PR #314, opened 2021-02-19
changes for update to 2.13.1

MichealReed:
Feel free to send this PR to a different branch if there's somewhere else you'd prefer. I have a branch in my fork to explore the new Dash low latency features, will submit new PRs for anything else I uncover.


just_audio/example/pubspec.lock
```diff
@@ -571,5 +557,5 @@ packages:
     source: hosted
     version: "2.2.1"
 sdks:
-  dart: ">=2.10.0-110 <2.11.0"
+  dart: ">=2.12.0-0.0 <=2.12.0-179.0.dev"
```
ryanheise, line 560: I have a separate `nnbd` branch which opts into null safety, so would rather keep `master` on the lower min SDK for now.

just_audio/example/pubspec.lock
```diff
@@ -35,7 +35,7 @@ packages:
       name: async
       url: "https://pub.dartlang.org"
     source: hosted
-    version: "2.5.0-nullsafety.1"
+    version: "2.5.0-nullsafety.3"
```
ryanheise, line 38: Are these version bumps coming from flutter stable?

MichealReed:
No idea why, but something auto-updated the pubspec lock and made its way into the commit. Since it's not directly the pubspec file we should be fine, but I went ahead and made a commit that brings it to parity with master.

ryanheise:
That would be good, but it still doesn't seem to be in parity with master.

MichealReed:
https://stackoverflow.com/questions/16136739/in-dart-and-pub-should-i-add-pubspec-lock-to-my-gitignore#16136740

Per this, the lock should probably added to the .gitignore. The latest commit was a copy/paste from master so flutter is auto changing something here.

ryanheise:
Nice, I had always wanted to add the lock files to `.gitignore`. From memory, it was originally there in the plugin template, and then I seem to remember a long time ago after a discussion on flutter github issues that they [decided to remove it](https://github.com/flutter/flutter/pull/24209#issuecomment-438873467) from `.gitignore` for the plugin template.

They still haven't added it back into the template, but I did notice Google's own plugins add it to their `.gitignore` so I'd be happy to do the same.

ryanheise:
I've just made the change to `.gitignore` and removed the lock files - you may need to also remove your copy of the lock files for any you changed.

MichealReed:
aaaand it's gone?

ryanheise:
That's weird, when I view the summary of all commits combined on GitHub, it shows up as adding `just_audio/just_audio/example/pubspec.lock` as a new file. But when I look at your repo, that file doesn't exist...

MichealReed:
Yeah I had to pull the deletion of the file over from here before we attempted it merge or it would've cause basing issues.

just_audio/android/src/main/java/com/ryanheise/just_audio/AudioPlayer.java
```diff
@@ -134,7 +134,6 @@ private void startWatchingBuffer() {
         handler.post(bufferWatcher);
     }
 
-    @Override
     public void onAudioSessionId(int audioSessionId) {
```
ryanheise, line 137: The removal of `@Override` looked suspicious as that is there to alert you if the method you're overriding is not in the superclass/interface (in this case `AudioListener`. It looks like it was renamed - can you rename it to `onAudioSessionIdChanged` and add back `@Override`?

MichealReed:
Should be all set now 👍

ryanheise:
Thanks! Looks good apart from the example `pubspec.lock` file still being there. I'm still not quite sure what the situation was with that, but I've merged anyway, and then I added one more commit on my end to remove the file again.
------------
**What you have to do:** Copy the listing exactly.

**Task answer:**
PR #314, opened 2021-02-19
changes for update to 2.13.1

MichealReed:
Feel free to send this PR to a different branch if there's somewhere else you'd prefer. I have a branch in my fork to explore the new Dash low latency features, will submit new PRs for anything else I uncover.


just_audio/example/pubspec.lock
```diff
@@ -571,5 +557,5 @@ packages:
     source: hosted
     version: "2.2.1"
 sdks:
-  dart: ">=2.10.0-110 <2.11.0"
+  dart: ">=2.12.0-0.0 <=2.12.0-179.0.dev"
```
ryanheise, line 560: I have a separate `nnbd` branch which opts into null safety, so would rather keep `master` on the lower min SDK for now.

just_audio/example/pubspec.lock
```diff
@@ -35,7 +35,7 @@ packages:
       name: async
       url: "https://pub.dartlang.org"
     source: hosted
-    version: "2.5.0-nullsafety.1"
+    version: "2.5.0-nullsafety.3"
```
ryanheise, line 38: Are these version bumps coming from flutter stable?

MichealReed:
No idea why, but something auto-updated the pubspec lock and made its way into the commit. Since it's not directly the pubspec file we should be fine, but I went ahead and made a commit that brings it to parity with master.

ryanheise:
That would be good, but it still doesn't seem to be in parity with master.

MichealReed:
https://stackoverflow.com/questions/16136739/in-dart-and-pub-should-i-add-pubspec-lock-to-my-gitignore#16136740

Per this, the lock should probably added to the .gitignore. The latest commit was a copy/paste from master so flutter is auto changing something here.

ryanheise:
Nice, I had always wanted to add the lock files to `.gitignore`. From memory, it was originally there in the plugin template, and then I seem to remember a long time ago after a discussion on flutter github issues that they [decided to remove it](https://github.com/flutter/flutter/pull/24209#issuecomment-438873467) from `.gitignore` for the plugin template.

They still haven't added it back into the template, but I did notice Google's own plugins add it to their `.gitignore` so I'd be happy to do the same.

ryanheise:
I've just made the change to `.gitignore` and removed the lock files - you may need to also remove your copy of the lock files for any you changed.

MichealReed:
aaaand it's gone?

ryanheise:
That's weird, when I view the summary of all commits combined on GitHub, it shows up as adding `just_audio/just_audio/example/pubspec.lock` as a new file. But when I look at your repo, that file doesn't exist...

MichealReed:
Yeah I had to pull the deletion of the file over from here before we attempted it merge or it would've cause basing issues.

just_audio/android/src/main/java/com/ryanheise/just_audio/AudioPlayer.java
```diff
@@ -134,7 +134,6 @@ private void startWatchingBuffer() {
         handler.post(bufferWatcher);
     }
 
-    @Override
     public void onAudioSessionId(int audioSessionId) {
```
ryanheise, line 137: The removal of `@Override` looked suspicious as that is there to alert you if the method you're overriding is not in the superclass/interface (in this case `AudioListener`. It looks like it was renamed - can you rename it to `onAudioSessionIdChanged` and add back `@Override`?

MichealReed:
Should be all set now 👍

ryanheise:
Thanks! Looks good apart from the example `pubspec.lock` file still being there. I'm still not quite sure what the situation was with that, but I've merged anyway, and then I added one more commit on my end to remove the file again.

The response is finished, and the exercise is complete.